• Conjuntura
  • Pecuaristas que usam proteção de preço melhoram sua renda

    10/12/2014
    Gestores com mais escolaridade controlam custos mais eficientemente.

    Estudo, realizado através do Programa de Pós-Graduação em Administração de Organizações da Faculdade de Economia, Administração e Contabilidade de Ribeirão Preto (FEARP) da USP, identificou as características dos pecuaristas que praticam confinamento, utilizando instrumentos de proteção de preço (hedge). Os pesquisadores observaram que confinamentos de maior porte são praticados por gestores com maior nível de escolaridade. Eles controlam custos mais eficientemente e possuem experiência no uso de hedge; o que os tornam mais propensos a utilizar ferramentas de proteção de preço.

    Na pecuária, a prática de estabelecer um preço futuro é feita por meio de contratos negociados em Bolsa (mercado de opções ou contratos futuros) ou através de contratos negociados diretamente com os frigoríficos (contratos a termo). Quando o gado entra em confinamento, etapa que dura em média 90 dias, o produtor já define uma data de venda do boi gordo e garante o valor de remuneração, é o chamado hedge.

    “Conhecer melhor esse pecuarista pode ajudar o governo a criar políticas que incentivem o uso do hedge e também ajudar empresas a desenvolverem produtos e abordagens que possam aumentar sua taxa de uso”, afirma o autor da pesquisa, Hyberville D’Athayde Neto. O estudo relata, por exemplo, que em 2013 apenas 8% dos confinadores do estado de Mato Grosso utilizaram hedge na comercialização de sua produção.

    Minimizar riscos

    Segundo o pesquisador, o hedge é uma forma de minimizar o risco do negócio, proporcionando renda ao pecuarista. “Resultados financeiros melhores ajudam a reduzir a migração da pecuária para a agricultura. Hoje, a pecuária tem perdido área, seja pela migração do produtor para a agricultura, seja pela venda de áreas de pastagens”, explica.

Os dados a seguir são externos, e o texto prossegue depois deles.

PR #175, opened 2022-09-25
Fix incorrect inequality in watts_strogatz documentation

simonschoelly:


aurorarossi:
I don't agree with this change. 
In the code there is the following check: 
```jl  
(rand(rng) < β && degree(g, s) < n - 1) || continue
```
which means that if `r=rand(rng)`  is less than `β` then the edge is rewired otherwise (if `r` bigger or equal to `β`) the edge is left unaltered.
Indeed, in the special cases:
- if `β=0` then r is always bigger than 0 that leads to no change in the lattice.
- if `β=1` then r is always less than 1 and the whole graph is rewired.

    De acordo com os resultados obtidos com a pesquisa Fatores determinantes da utilização de ferramentas de gestão de risco de preços do boi gordo para confinadores, orientada pelo professor Evandro Marcos Saidel Ribeiro, contar com um gestor pós-graduado é uma característica relacionada ao uso de proteção de preços. Da mesma forma, a empresa rural que realiza um bom controle de custos também tende a utilizar mais o hedge.

    “A partir do momento que o pecuarista sabe exatamente qual o seu custo ele passa a utilizar o hedge justamente para cobrir este custo e adicionar a rentabilidade desejada”, explica Neto. A prática do confinamento exclusivo, no qual o pecuarista não possui o pasto e compra no mercado 100% do rebanho que irá confinar, também é uma característica comum em produtores que utilizam ferramentas de hedge.

    Confinamentos com maior quantidade de cabeças de gado também tendem a utilizar mais a proteção de preço do que os produtores de menor porte. Da mesma forma, a experiência prévia com hedge, tanto no próprio mercado do boi gordo quanto no mercado de grãos, também é uma das características dos confinadores que protegem o preço de sua produção. Produtores que mantêm parcerias de fornecimento junto a frigoríficos também costumam utilizar mais o hedge do que aqueles que não possuem esse tipo de contratos de fornecimento.

    Por outro lado, participação em entidades de classe como sindicatos e associações não foram relevantes para o uso do hedge, assim como a utilização de consultorias (técnica ou de marcado) ou mesmo a idade dos pecuaristas. “Na literatura atual encontramos artigos que afirmavam serem os jovens os mais propensos a utilizar o hedge. Porém, não comprovamos isso na pesquisa. Esta variável não teve relação com esta decisão”, finaliza o pesquisador.

    Outros fatores que, segundo a pesquisa, não parecem influenciar na opção por ferramentas de proteção de preço são possuir renda em outras atividades e utilizar o confinamento de forma mais intensiva, por exemplo, produzindo mais de uma rodada de boiadas por ano.